Würde man den Widerruf in diesen
Fällen ausnahmsweise zulassen, so wäre die
Bindungswirkung der Rücknahmeerklärung in vielen
Fällen vom Zufall abhängig, ob sie nun vor oder nach
Erlass eines Gerichtsbescheides bzw. ob sie bei Verzicht oder ohne
Verzicht auf die mündliche Verhandlung erklärt
würde. Es gibt keinen Grund, warum die
Rücknahmeerklärung des Klägers in diesen Fällen
unterschiedliche Bindungswirkung haben sollte. Wenn der Kläger
die Klagerücknahme erklärt, ist er in jedem Fall nach den
allgemeinen prozessualen Grundsätzen daran gebunden.
bb) Dem steht - entgegen der Auffassung des FG
Mecklenburg-Vorpommern im Urteil in EFG 1997, 1031 - nicht
entgegen, dass ein Kläger seine Erledigungserklärung bis
zum Eingang der Erledigungserklärung des Beklagten widerrufen
kann (vgl. dazu BFH-Beschlüsse vom 23.10.1968 VII B 7/66, BFHE 94, 46, BStBl II 1969, 80 = SIS 69 00 57, m.w.N.; vom 28.10.1988 III B 184/86, BFHE 155, 12,
BStBl II 1989, 107 = SIS 89 01 50).

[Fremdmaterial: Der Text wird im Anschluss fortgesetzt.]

PR #5269, opened 2026-09-16
Shinzo - carfile exchange

dvncan:
## Description

Replaces the push-based CAR exchange with request/response. An update announcement now carries only the CID and root block; the receiver asks for the CAR only once it has decided it needs the document.

Announce — pubsub update or replicator push carries CID + root block, no CAR.
Check — receiver runs its existing checks first: already merged, CID matches, access, replication filter. If any says no, the exchange stops and costs no CAR bytes.
Request — over /defradb/car_req/0.0.1, one request per inbound message. Asks the update's creator first, then the delivering peer for anything the creator didn't serve. A failing peer is skipped for 30s.
Serve — sender applies the same hasAccess check BitSwap uses, builds or takes from cache, replies. An empty entry means it wouldn't or couldn't serve that head.
Import — receiver verifies each CAR is rooted at the CID it asked for. Anything unserved falls back to syncDAG over BitSwap.

## Tasks


internal/db/p2p/car_cache.go
```diff
@@ -0,0 +1,124 @@
...
+		c.mu.Lock()
+		delete(c.building, key)
+		if b.err == nil && len(b.data) > 0 {
+			c.add(key, b.data)
+		}
+		c.mu.Unlock()
+		close(b.done)
+	}()
+	b.data, b.err = build()
+	return b.data, false, b.err
```
tzdybal, line 121: In case of panic, `b.err` will be `nil`. All waiting callers will get empty return with no error.

internal/db/p2p/car_cache.go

Denn eine
Erledigungserklärung ist nicht mit der Erklärung der
Klagerücknahme zu vergleichen (vgl. Rennert in Eyermann,
a.a.O.). Die einseitige Erledigungserklärung eines Beteiligten
bewirkt noch keine Beendigung des Rechtsstreits. Soweit sie vom
Kläger abgegeben wird, ist sie ein Antrag an das Gericht, der
allerdings bezweckt, dass der Rechtsstreit ohne Entscheidung
über den Streitgegenstand beendet werden soll. Er tritt an die
Stelle des ursprünglichen Sachantrags, ist aber analog §
268 Nr. 2 und 3 ZPO nicht den für eine Klageänderung
geltenden Vorschriften unterworfen. Der Kläger muss deshalb
die Möglichkeit haben, bis zum Eingang der
Erledigungserklärung des Beklagten seinen Antrag erneut zu
ändern, also seine Erledigungserklärung zu widerrufen
(vgl. BFH-Beschluss in BFHE 94, 46, BStBl II 1969, 80 = SIS 69 00 57; Urteil des Bundesverwaltungsgerichts
vom 15.11.1991 4 C 27/90, DVBl 1992, 777; Ruban in Gräber,
FGO, § 138 Rz. 16).
Anders ist es bei der Erklärung einer
Klagerücknahme. Sofern die nach § 72 Abs. 1 Satz 2 FGO
erforderliche Einwilligung des FA erteilt wird, entfällt die
Rechtshängigkeit der Klage (vgl. Birkenfeld in
Hübschmann/Hepp/Spitaler, a.a.O., § 72 FGO Rz. 20, 99,
187). Wird die Einwilligung durch das FA nicht erteilt oder
rechtzeitig (vgl. § 72 Abs. 1 Satz 3 FGO n.F.) verweigert,
bleibt die Erklärung ohne Wirkung (vgl. BFH-Urteil vom
19.8.1998 I R 13/98, BFH/NV 1999, 619 = SIS 98 53 42, m.w.N.).
Gleichwohl hat ein Kläger bereits mit Zugang seiner
Rücknahmeerklärung bei Gericht alles aus seiner Sicht
Erforderliche getan und den weiteren Prozessverlauf aus der Hand
gegeben (vgl. Niedersächsisches FG in EFG 2004, 1239 = SIS 04 26 28).